Sad, I believe he was one of the original builders of the jumps at Calabazas.


----------



## .WestCoastHucker. (Jan 14, 2004)

i used to love watching cecil rip up the ABA circuit when i was a kid......

i will surely miss him.


----------



## Brian Peterson (Feb 20, 2004)

dr.welby said:


> A sad day in Nor Cal -
> 
> This morning legendary rider and jump builder Cecil Johns passed away, the victim of a sudden heart attack.
> 
> He will be remembered by the many he taught and inspired, and by those who enjoyed riding on the dirt he shaped and moved.


Oh my god.... And I just talked to him last week.... This sucks.... RIP my friend...

Brian


----------



## BJ- (Jan 28, 2004)

poor buggy...my sympathy goes out to his family...


----------



## Scrub (Feb 3, 2004)

Thats some sad news to hear.
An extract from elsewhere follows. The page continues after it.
PR #274, opened 2026-03-12
[common] Clang format for Ponca

BDoignies:
Hi, 

Here is my initial guess at creating a standard formatter for  Ponca. I suggest using Clang Format, one of the most customisable formatters available.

I used to ride BMX with him back in the day at Cali and at Red Devil. RIP bro. 

Anyone have info on the services?


----------



## dr.welby (Jan 6, 2004)

Scrub said:


> Anyone have info on the services?


His family is planning funeral services in New Jersey later this week. There will probably be a memorial for him in Redding or Mt. Shasta, possibly on Thursday.

Those in the South Bay Area should head to the Calabazas jumps and ride some hot laps in his honor.


----------



## [email protected] (Dec 29, 2003)

That's terrible news. I knew Cecil back when he worked for Risse and then most recently for Grossman Cycles. We rode together a few times and he was always a hoot to hangout with. He loved to ride and took care of his bikes like they were precious art. The Interbike Trade Show won’t be the same without Cecil’s crazy stories. 

He was also really into training and body building. I believe one year he was All Natural Mr. San Francisco, and I remember him training Greg Romero during his BMX comeback. 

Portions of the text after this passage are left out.